-- Description of the task --
In the records that come next, find every line with "contribute". Return those lines.
------------------------------------------------
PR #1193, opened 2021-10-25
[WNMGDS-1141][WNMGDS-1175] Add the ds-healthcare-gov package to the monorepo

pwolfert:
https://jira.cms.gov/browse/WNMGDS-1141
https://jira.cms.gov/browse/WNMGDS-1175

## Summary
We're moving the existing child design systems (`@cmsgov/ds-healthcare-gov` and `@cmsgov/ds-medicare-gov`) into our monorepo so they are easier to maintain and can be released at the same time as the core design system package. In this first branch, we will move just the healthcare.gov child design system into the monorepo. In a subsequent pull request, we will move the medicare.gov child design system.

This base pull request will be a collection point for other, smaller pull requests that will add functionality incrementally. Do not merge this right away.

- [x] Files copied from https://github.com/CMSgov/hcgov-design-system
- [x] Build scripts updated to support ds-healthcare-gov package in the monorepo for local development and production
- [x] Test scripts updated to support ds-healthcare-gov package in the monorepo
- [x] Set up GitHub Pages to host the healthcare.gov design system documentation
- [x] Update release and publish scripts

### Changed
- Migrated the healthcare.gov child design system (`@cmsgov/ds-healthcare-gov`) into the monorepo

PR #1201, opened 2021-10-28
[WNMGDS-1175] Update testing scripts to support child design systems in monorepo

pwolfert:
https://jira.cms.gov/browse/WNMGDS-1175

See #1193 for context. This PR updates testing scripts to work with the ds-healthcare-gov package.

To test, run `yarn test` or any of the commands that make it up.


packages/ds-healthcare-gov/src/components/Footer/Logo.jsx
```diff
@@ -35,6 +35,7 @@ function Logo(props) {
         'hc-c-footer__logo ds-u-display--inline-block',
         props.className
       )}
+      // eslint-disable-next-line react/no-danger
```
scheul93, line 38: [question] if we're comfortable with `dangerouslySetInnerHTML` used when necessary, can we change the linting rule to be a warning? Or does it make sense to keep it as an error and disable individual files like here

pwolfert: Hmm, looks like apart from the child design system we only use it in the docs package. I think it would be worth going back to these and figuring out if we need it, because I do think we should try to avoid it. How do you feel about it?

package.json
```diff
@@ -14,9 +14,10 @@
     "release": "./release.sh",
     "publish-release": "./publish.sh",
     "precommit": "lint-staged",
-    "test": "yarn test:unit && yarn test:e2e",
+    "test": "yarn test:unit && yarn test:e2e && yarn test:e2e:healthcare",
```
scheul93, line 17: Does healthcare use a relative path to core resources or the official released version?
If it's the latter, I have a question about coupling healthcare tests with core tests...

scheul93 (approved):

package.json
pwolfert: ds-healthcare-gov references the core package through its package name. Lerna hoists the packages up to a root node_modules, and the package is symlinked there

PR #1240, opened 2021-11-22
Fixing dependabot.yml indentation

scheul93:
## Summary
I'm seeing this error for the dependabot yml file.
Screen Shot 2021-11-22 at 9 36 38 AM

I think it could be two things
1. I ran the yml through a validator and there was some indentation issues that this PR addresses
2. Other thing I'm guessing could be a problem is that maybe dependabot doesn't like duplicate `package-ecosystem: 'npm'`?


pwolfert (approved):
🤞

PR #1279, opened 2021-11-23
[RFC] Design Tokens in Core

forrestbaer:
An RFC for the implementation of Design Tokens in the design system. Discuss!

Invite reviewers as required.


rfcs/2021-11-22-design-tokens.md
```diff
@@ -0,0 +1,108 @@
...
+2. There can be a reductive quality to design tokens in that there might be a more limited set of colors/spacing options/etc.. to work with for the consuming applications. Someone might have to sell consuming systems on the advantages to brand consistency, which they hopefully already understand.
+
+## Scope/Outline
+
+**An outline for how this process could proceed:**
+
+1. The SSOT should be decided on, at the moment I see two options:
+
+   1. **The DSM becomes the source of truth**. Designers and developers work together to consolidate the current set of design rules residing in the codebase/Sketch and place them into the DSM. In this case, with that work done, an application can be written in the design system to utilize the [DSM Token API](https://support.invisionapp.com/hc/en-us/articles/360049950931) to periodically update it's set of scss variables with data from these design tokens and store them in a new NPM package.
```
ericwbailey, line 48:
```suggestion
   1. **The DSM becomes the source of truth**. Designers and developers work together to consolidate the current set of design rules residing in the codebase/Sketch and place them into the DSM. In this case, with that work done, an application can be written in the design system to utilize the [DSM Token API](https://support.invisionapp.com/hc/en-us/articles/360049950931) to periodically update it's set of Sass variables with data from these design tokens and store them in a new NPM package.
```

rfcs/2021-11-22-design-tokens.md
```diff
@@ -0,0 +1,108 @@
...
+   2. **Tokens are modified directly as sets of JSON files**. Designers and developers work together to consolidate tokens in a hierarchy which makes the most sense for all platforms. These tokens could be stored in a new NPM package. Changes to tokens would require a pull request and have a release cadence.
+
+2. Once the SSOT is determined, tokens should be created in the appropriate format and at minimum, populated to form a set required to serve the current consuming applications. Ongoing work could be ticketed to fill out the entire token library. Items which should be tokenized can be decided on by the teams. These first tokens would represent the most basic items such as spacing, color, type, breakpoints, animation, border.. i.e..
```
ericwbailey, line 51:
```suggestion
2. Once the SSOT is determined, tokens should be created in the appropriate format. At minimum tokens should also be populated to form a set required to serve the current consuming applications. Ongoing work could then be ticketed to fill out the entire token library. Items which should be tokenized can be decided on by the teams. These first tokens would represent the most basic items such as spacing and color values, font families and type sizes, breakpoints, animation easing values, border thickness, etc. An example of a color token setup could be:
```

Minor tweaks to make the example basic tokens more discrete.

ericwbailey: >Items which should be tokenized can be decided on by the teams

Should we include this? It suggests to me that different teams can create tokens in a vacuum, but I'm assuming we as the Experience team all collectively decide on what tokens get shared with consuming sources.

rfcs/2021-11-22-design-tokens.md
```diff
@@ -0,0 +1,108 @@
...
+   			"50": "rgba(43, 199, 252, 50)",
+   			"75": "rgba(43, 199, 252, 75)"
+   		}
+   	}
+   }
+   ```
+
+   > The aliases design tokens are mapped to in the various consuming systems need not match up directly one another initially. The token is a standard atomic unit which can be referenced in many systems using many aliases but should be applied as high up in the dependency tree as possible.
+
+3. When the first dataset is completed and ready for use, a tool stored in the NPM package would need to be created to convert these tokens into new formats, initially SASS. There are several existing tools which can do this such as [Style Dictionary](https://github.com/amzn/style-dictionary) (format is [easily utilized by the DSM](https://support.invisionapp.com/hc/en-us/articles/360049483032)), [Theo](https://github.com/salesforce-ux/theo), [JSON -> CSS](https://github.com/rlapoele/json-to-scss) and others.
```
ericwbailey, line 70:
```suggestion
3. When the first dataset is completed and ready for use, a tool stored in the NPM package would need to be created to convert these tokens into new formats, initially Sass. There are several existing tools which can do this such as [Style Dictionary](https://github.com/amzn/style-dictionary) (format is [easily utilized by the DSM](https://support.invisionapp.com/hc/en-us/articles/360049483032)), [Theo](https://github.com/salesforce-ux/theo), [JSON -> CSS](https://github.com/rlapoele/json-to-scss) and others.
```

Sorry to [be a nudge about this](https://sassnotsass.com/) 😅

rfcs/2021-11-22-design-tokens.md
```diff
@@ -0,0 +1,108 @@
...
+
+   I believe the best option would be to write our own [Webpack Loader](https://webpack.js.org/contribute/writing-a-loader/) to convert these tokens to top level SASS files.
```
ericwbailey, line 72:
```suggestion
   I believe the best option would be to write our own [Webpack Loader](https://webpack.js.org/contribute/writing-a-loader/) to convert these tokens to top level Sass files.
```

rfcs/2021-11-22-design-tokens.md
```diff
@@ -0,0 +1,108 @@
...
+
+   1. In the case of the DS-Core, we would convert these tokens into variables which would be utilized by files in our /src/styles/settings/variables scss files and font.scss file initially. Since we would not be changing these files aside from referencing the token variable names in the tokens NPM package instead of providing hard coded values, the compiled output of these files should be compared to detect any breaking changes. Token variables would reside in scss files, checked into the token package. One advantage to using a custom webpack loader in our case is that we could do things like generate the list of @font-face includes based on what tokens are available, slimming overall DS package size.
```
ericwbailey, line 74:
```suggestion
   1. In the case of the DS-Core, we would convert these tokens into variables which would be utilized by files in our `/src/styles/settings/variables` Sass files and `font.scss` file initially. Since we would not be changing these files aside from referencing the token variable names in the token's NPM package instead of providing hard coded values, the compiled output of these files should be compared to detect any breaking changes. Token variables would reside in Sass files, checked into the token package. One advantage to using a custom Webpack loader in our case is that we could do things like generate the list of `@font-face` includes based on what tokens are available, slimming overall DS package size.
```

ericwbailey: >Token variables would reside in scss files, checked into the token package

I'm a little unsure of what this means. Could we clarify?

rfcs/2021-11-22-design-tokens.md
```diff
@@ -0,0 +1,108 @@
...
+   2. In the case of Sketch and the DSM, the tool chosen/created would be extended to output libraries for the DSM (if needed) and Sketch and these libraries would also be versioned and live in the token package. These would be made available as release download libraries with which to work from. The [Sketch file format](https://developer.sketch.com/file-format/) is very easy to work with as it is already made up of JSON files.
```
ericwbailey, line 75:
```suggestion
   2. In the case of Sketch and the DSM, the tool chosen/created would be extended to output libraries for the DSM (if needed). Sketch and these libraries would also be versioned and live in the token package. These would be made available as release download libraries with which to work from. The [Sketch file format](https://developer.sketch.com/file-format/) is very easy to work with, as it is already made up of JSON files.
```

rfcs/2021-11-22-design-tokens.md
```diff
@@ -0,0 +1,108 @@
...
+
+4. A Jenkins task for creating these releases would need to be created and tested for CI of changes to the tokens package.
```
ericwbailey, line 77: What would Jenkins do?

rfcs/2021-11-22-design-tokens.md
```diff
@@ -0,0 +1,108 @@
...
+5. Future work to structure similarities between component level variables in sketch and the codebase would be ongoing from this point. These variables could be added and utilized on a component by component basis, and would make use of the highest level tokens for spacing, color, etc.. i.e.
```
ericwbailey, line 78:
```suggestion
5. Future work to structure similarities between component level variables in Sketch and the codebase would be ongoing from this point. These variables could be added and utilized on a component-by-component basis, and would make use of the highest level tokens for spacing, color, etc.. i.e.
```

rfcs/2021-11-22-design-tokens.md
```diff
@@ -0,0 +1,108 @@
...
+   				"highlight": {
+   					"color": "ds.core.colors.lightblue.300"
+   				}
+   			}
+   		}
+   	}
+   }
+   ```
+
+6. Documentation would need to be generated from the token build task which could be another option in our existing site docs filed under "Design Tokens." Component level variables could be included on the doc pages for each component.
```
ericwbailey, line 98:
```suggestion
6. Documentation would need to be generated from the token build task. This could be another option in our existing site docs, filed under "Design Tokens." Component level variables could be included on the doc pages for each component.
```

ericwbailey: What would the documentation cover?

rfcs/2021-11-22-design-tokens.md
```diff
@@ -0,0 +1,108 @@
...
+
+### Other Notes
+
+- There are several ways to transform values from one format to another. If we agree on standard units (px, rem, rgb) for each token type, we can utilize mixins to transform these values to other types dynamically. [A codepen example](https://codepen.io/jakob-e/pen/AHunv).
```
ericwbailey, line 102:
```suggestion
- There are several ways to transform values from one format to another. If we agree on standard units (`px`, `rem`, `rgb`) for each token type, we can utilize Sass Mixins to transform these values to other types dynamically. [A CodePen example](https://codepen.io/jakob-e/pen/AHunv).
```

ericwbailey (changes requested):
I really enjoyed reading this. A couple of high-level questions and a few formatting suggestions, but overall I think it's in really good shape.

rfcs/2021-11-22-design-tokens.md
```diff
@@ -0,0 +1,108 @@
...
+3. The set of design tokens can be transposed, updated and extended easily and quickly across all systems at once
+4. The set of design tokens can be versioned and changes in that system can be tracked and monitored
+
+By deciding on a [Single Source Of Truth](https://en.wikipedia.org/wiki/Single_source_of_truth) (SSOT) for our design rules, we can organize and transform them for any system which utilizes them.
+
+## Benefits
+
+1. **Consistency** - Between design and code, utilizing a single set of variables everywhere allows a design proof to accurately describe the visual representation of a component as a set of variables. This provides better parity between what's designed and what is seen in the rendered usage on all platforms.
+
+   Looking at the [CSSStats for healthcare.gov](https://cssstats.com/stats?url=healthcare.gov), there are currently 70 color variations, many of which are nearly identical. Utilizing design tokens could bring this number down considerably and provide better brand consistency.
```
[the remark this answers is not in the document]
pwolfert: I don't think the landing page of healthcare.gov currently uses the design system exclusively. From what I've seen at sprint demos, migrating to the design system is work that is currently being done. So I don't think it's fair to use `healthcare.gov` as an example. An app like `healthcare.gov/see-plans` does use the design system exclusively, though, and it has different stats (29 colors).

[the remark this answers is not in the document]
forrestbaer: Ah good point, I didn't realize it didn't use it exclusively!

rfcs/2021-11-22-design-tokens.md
------------------------------------------------
-- Finished task --
+   I believe the best option would be to write our own [Webpack Loader](https://webpack.js.org/contribute/writing-a-loader/) to convert these tokens to top level SASS files.
   I believe the best option would be to write our own [Webpack Loader](https://webpack.js.org/contribute/writing-a-loader/) to convert these tokens to top level Sass files.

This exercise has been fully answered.